7. Authenticity Cards
Not all authenticity cards are genuine! A quick way to see if the authenticity card is genuine is to see how many numbers make up the code. If the bag was made between 1984 and 1986 it will feature 6 digits, if it was made between 1986 and 2004 it will feature 7 digits, and if was made from 2005 onwards it will feature 8 digits. Currently Chanel do not issue authenticity cards with 9 digits or more.
8. Check the Chain Straps
The famous chain and leather straps are a signature feature of Chanel bags and also a great way to spot a fake. Vintage Chanel bags feature a link without the leather threaded through it whereas replica straps often don’t have a link without the leather threaded through it. However, contemporary Chanel bags feature leather straps folded back on themselves and stitched through each link, so it is important to inspect the detail up close!

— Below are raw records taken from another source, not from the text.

PR #3682, opened 2020-11-04
Fix highlight order depending on alpha order

JZL:
Hi,

I can also submit this separately as an issue but I think I traced down the issue.

When I followed the spatial vignette for my cell type classifications, I noticed that some of the visualizations were inverted (red where the cell type was present and grey where it was not). I attached a minimally working example notebook \[3\] but, to summarize, as far as I can tell, it depends on the alphabetical order of the class name compared to the internal `Unselected` class name. So if I create two identical identity classes with names `V_true` and `UA_True`, then `V_true`  returns the inverted version [1] but `UA_True` returns the correct version [2].

Tracing it through, the code goes out of its way to avoid this but when it `factor`izes the `highlight` variable in `SetHighlight`, it doesn't set the level order and this order is used by `ggplot` later

Happy to work with you on debugging further!

\[1\]: 

image

\[2\]: 

image

\[3\]:
[Seurat_Dimplot_alpha_inversion.zip](https://github.com/satijalab/seurat/files/5490399/Seurat_Dimplot_alpha_inversion.zip)

### DIFF
--- a/R/visualization.R
+++ b/R/visualization.R
@@ -4811,7 +4811,7 @@ SetHighlight <- function(
   plot.order <- sort(x = unique(x = highlight), na.last = TRUE)
   plot.order[is.na(x = plot.order)] <- 'Unselected'
   highlight[is.na(x = highlight)] <- 'Unselected'
-  highlight <- as.factor(x = highlight)
+  highlight <- factor(x = highlight, levels = plot.order)
   return(list(
     plot.order = plot.order,
     highlight = highlight,


JZL:
I noticed the CI checks failed and with a quick check, seems like it failed on `SCTransform` related tests which is a little strange because my change should (?) only affect plotting. Maybe it's because I pushed to the `spatial` branch and there is some difference in CI tests passing between branches.

Any pointers to where I should look to fix this would be great (I'm also happy to create a new PR on a different branch)

andrewwbutler:
Hi @JZL ,

Thanks for the fix and sorry for the branch confusion. The `spatial` branch is old at this point and should probably be removed. I made a new PR with the same change (https://github.com/satijalab/seurat/pull/3694) but just based of the `develop` branch instead. This should resolve the CI issues and we can get the fix merged in.

PR #3734, opened 2020-11-16
Revised CellRanger input versioning logic

### LINKED ISSUE #3653: Small change in `Read10X_h5` related to CellRanger versioning logic
I would love to change the line 
https://github.com/satijalab/seurat/blob/fe93b05745e55ec2f66e3f0b4c4196aad9f4d5a7/R/preprocessing.R#L1155

to
```R
    if (hdf5r::existsGroup(infile, 'matrix')) {
```

**Why?**

I think this logic for determining CellRanger h5 version is more robust.  I also develop a tool that produces CellRanger-format h5 files as outputs (https://github.com/broadinstitute/CellBender), which are to be loaded in Seurat.  However, since my tool is written in python and saves files using PyTables, the files have a `PYTABLES_FORMAT_VERSION` attribute regardless of whether the format is v2 or v3.  This change would allow Seurat to load these files seamlessly, and the change should not have any drawbacks.

Please let me know if I can / should make a pull request, and how you like to handle code contributions.

sjfleming:
Resolves #3653

This small change improves the robustness of the logic for determining input CellRanger h5 version.  Outside software tools that are written in python and save files in CellRanger format using PyTables have a `PYTABLES_FORMAT_VERSION` attribute regardless of whether the format is v2 or v3.  This change makes the v2/v3 decision based on the presence of `'matrix'` in the h5 file, which is a major organizational change between CellRanger v2 and v3 files.

### DIFF
--- a/DESCRIPTION
+++ b/DESCRIPTION
@@ -1,4 +1,4 @@
-oPackage: Seurat
+Package: Seurat
 Version: 3.2.2.9012
 Date: 2020-11-17
 Title: Tools for Single Cell Genomics
--- a/DESCRIPTION
+++ b/DESCRIPTION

9. Observe the Bag's Shape
Replica Chanel bags are usually constructed poorly and feature a boxy shape in comparison to genuine Chanel bags. Look out for rounded corners on replicas compared to the more square shape of genuine bags. This is a sign of the bag not being turned out properly and of poor quality material used on the bag.
10. Check Those Zippers
There are a variety of zippers used on genuine Chanel bags. These include the lampo zipper which is always used on metal teeth, the EP zipper which generally features a pull tag made of leather, the three Cs in a circle zipper, the OPTI DMC zipper, the éclair zipper, the DMC zipper, the YKK zipper, and the no mark zipper which is usually found on vintage Chanel bags.